**Information provided**

PR #697, opened 2024-03-20
fix(cardinal): messages from different groups can now have same name

technicallyty:
## Overview

fixed an issue where messages could not be registered if with the same name when they were from different groups.

## Brief Changelog

- added godoc to RegisterMessage
- added FullName to message interface, which is a combination of <group>.<name>
- manager now registers messages based on their full name.
- changed method names to reflect the above
- added some docs explaining groups, fully qualified names, etc


cardinal/cardinal.go
```diff
@@ -100,6 +100,9 @@ func EachMessage[In any, Out any](wCtx engine.Context, fn func(message.TxData[In
 	return nil
 }
 
+// RegisterMessage registers a message to the world. Cardinal will automatically set up HTTP routes that map to each
+// registered message. Message URLs are take the form of "group/name". A default group, "game", is used
```
smsunarto, line 104: We would want to make sure to restrict the name of the group and name to alphanumeric and dash ( - )  to make sure there are no issues with this URL registrations

cardinal/message/manager.go
```diff
@@ -24,20 +25,20 @@ func NewManager() *Manager {
 }
 
 func (m *Manager) RegisterMessage(msgType types.Message, msgReflectType reflect.Type) error {
-	name := msgType.Name()
```
smsunarto, line 27: What I think we should do here is make msgType.ID() be set to what you are currently defining as msgType.FullName(). Since FullName() is guaranteed to be unique, it's a valid substitute for ID() and is actually better we can also remove ID() altogether, therefore resolving the TODO I left below on msgType.SetID().

cardinal/message/manager.go
```diff
@@ -64,9 +65,9 @@ func (m *Manager) GetMessageByID(id types.MessageID) types.Message {
 	return nil
 }
 
-// GetMessageByName returns the message with the given name, if it exists.
-func (m *Manager) GetMessageByName(name string) (types.Message, bool) {
```
smsunarto, line 68: I would just make this `GetMessage(id MessageID)`

cardinal/message/manager.go
```diff
@@ -75,11 +76,11 @@ func (m *Manager) GetMessageByType(mType reflect.Type) (types.Message, bool) {
 	return msg, ok
 }
 
-// isMessageNameUnique checks if the message name already exist in messages map.
-func (m *Manager) isMessageNameUnique(msgName string) error {
```
smsunarto, line 79: Then, this would be `isMessageIDUnique`

docs/cardinal/shard/evm-to-cardinal.mdx
```diff
@@ -66,14 +66,14 @@ interface IRouter {
...
 
-The `sendMessage` method enables smart contracts to send messages to the game shard specified by the given namespace.
+The `sendMessage` method enables smart contracts to send messages to the game shard specified by the given namespace. The messageID must be the fully qualified name of the message. For Cardinal game shards, the fully qualified name is of the form "groupName.MessageName". For example, the `create-persona` message's fully qualified name is `persona.create-persona`. Messages without a specified custom group in Cardinal have a default group called "game".
 
 #### Parameters
 
 | Parameter   | Type     | Description                                                                                |
 |-------------|----------|--------------------------------------------------------------------------------------------|
 | `message`   | `bytes`  | ABI encoded message struct.                                                                |
-| `messageID` | `string` | Message identifier. Usually the name passed into Cardinal's `NewMessageTypeWithEVMSupport` |
```
smsunarto, line 76: We can do this as a separate PR, but I prefer if the function signature is like this instead.

`func sendMessage(message bytes, messageGroup string, messageName string, namespace string)`

Then Cardinal would be the one that turns group + name into the ID.

This is better IMO because 1) user doesn't need to know how to format the ID correctly, 2) less odds of fat finger, 3) if for whatever reason we want to change how we encode the ID internally within Cardinal, they don't have to switch the messageID manually.

The downside of this is that we are imposing an opinion on what the message identifier schema is. In a scenario where let's say we have a Cardinal alternative implementation that doesn't use groups, then it would be awkward. If we wanted to add version as a part of the identifier, then this precompile function signature would have to be updated too.

Curious to hear your thoughts

smsunarto (changes requested):

docs/cardinal/shard/evm-to-cardinal.mdx
technicallyty: i dont think the user should have to know the ID at all, tbh. nor should they have to worry about fat fingering keys.

the ideal usage of router is with helper smart contracts like this:

```solidity
contract DarkFrontierHelper {
    string sendEnergyID = "game.send-energy"
    struct SendEnergyInput {
        string To;
        string From;
        string PlanetID;
    }


    function SendEnergy(SendEnergyInput input, string namespace) {
        bz = abi.encode(input)
        router.sendMessage(bz, sendEnergyID, namespace)
    }
}
```

i would like to strive to keep router as slim and unopinionated as possible. this does have the downside that smart contracts would have to update if we want to change the schema, but i'm fine with the tradeoff if we get to keep router slim.

cardinal/cardinal.go
technicallyty: added alphanumeric with dash/underscores enforcement and added test cases. [enforce validity on message name and group, clean up message test file](https://github.com/Argus-Labs/world-engine/pull/697/commits/e98585e404df1a7be2a0be0382223ece33afe38b)

also cleaned up some stuff in that commit.

cardinal/message/manager.go
technicallyty: eh, would prefer to make the removal of ID a linear ticket. that has some cascading changes across tests and would prefer to keep this PR focused

cardinal/message/manager.go
technicallyty: i put the group / name validation in NewMessageType. i want the error to happen right away if they construct a message with a bad group and/or name. the isMessageNameUnique is more of a stateful check, whereas group/name validation is a stateless check.

smsunarto (approved):

cardinal/types/message.go
```diff
@@ -5,6 +5,9 @@ type Message interface {
 	Name() string
 	// Group returns the group of the message.
 	Group() string
+	// FullName returns the fully qualified name of the message. It is formed by <group_name>.<message_name>.
+	// example: persona.create-persona
+	FullName() string
```
jerargus, line 10: I've added a triage ticket to collapse FullName and ID into the same thing: https://linear.app/arguslabs/issue/WORLD-980/in-cardinaltypesmessagego-id-and-fullname-should-be-combined

jerargus (approved):

cardinal/types/message.go
technicallyty: thanks!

**Task instructions**
Lines containing the word "smart": copy each of them from the material.

**Problem solution**
-The `sendMessage` method enables smart contracts to send messages to the game shard specified by the given namespace.
+The `sendMessage` method enables smart contracts to send messages to the game shard specified by the given namespace. The messageID must be the fully qualified name of the message. For Cardinal game shards, the fully qualified name is of the form "groupName.MessageName". For example, the `create-persona` message's fully qualified name is `persona.create-persona`. Messages without a specified custom group in Cardinal have a default group called "game".
the ideal usage of router is with helper smart contracts like this:
i would like to strive to keep router as slim and unopinionated as possible. this does have the downside that smart contracts would have to update if we want to change the schema, but i'm fine with the tradeoff if we get to keep router slim.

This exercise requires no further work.